The first modular synthesizer was invented by the German engineer Harold Bode, who could himself be the subject of a documentary, so varied and fascinating are his many inventions. Bode’s ideas were soon picked up and experimented on in the 1960s by two concurrent but markedly different Americans: Robert Moog, on the east coast, and Don Buchla on the west coast.

Moog, who built his first theremin at the age of fourteen, started his own mail order theremin business. In 1964, Moog introduced the first commercial synthesizer, composed of patch cord-connected modules and playable via a keyboard. Most early users of his device were classical and avant-garde composers, though it would eventually be used by rock artists. Don Buchla’s more unwieldy and deliberately noncommercial Buchla 100 series Modular Electronic Music System was developed at and for the San Francisco Tape Music Center, a workplace for a collective of experimental musicians, including minimalists Terry Riley and Steve Reich. Composer Morton Subotnick was instrumental in the funding and production of the new technology, used in his groundbreaking 1967 work, Silver Apples of the Moon.

When then-Walter Carlos released Switched-On Bach in 1968, played on a Moog synthesizer, it made the instrument both successful and desirable, and went on to become the second classical record in history to sell over a million copies. The unique, deep and rich sounds generated by modular synthesizers (especially when experienced live) were eventually superseded by new, competing instruments such as the Prophet-5 and Fairlight CMI, sought after due to their easy use. The Fairlight offered the ability to record and play back sequences, negating the necessity to patch cords into modules. These newer instruments, with pre-packaged sounds and their limitations on experimentation, gave recordings at the time a similar sound, a glossy sheen that was new then, but since become cringingly dated.

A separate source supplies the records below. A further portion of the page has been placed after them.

PR #3531, opened 2023-10-01
Dedicated MG5 background samples for H--> mumu analysis

Soumyatifr:
Two new cards have been included for the background processes dedicatedly prepared for the H--> mu mu analysis for the Run-3 13.6 TeV conditions.  
(1) DY mu mu 0/1/2 jets NLO samples in the mass window of  105-160 GeV region, mostly 125 +/- 20 GeV region of the Higgs mass. 
(2) EWK ll + 2jet LO sample, with the di-lepton mass window of 105-160 GeV region, additionally an invariant mass of the two VBF jets mqq > 120 GeV applied. This sample is an irreducible background for the analysis of VBF H --> mums analysis. 

The validity of the cards have already been checked by producing gridpack and then LHE events and also by preparing the basic validation plots of the di-muon/lepton invariant mass. 

LHE_mmumu

On behalf of the H to mums analysis team, I am requesting to review the cards of the process and approve it for the sample production. 
--
Soumya

### DIFF
--- a/bin/MadGraph5_aMCatNLO/cards/production/13p6TeV/LLJJ_105-160_EWK_SM_5f_LO/LLJJ_105-160_EWK_SM_5f_LO_proc_card.dat
+++ b/bin/MadGraph5_aMCatNLO/cards/production/13p6TeV/LLJJ_105-160_EWK_SM_5f_LO/LLJJ_105-160_EWK_SM_5f_LO_proc_card.dat
@@ -1,0 +1,19 @@
+set group_subprocesses Auto
+set ignore_six_quark_processes False
+set loop_color_flows False
+set gauge unitary
+set complex_mass_scheme False
+set max_npoint_for_channel 0
+import model sm-ckm_no_b_mass
+define p = g u c d s u~ c~ d~ s~
+define j = g u c d s u~ c~ d~ s~
+define l+ = e+ mu+
+define l- = e- mu-
+define p = p b b~
+define j = j b b~
+define l+ = e+ mu+ ta+
+define l- = e- mu- ta-
+define vl = ve vm vt
+define vl~ = ve~ vm~ vt~
+generate p p > l+ l- j j / t t~ h QED=4 QCD=0
+output LLJJ_105-160_EWK_SM_5f_LO -nojpeg
--- a/bin/MadGraph5_aMCatNLO/cards/production/13p6TeV/LLJJ_105-160_EWK_SM_5f_LO/LLJJ_105-160_EWK_SM_5f_LO_run_card.dat
+++ b/bin/MadGraph5_aMCatNLO/cards/production/13p6TeV/LLJJ_105-160_EWK_SM_5f_LO/LLJJ_105-160_EWK_SM_5f_LO_run_card.dat
@@ -1,0 +1,272 @@
+#*********************************************************************
+#                       MadGraph5_aMC@NLO                            *
+#                                                                    *
+#                     run_card.dat MadEvent                          *
+#                                                                    *
+#  This file is used to set the parameters of the run.               *
+#                                                                    *
+#  Some notation/conventions:                                        *
+#                                                                    *
+#   Lines starting with a '# ' are info or comments                  *
+#                                                                    *
+#   mind the format:   value    = variable     ! comment             *
+#*********************************************************************
+#
+#*******************                                                 
+# Running parameters
+#*******************                                                 
+#                                                                    
+#*********************************************************************
+# Tag name for the run (one word)                                    *
+#*********************************************************************
+  tag_1	=  run_tag  ! name of the run 
+#*********************************************************************
+# Run to generate the grid pack                                      *
+#*********************************************************************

Fattinatto and Amm feature interviews, new and archival, with nearly all the key players: Moog, Don Buchla, Subotnick, and several post-punk musicians who fell in love with the modular synthesizer and took it into new realms, such as Gary Numan, Vince Clarke (Erasure), Chris Carter (Throbbing Gristle) and Trent Rezner (Nine Inch Nails). (It was also nice to see the criminally obscure Ohio composer and
experimentalist Jon Sonnenberg.)

I Dream of Wires is I Dream of Wiresstrong in its representation of the resurgence of the modular synthesizer, as young musicians and builders, eager to play around with something other than invisible digital zeroes and ones, have embraced the old. Like typewriters, physical books, board games and other analog products, the synthesizer is now supported by a network of small manufacturing companies, enthusiasts, conventions and touring EDM bands. The music for the film was composed by Amm, under the guise of his stage name, Solvent, a proponent of IDM (or, Intelligent Dance Music, a more cerebral, less dancable version of EDM). For those who want more — much more — there is a four-hour version of this film available: I Dream of Wires, Hardcore Edition.

This 96-minute edition, available on DVD from First Run Features, does include as supplementary material the instructional short Modular Synth 101, a tour of Vince Clarke’s studio, an extended interview with Trent Reznor and much more modular material.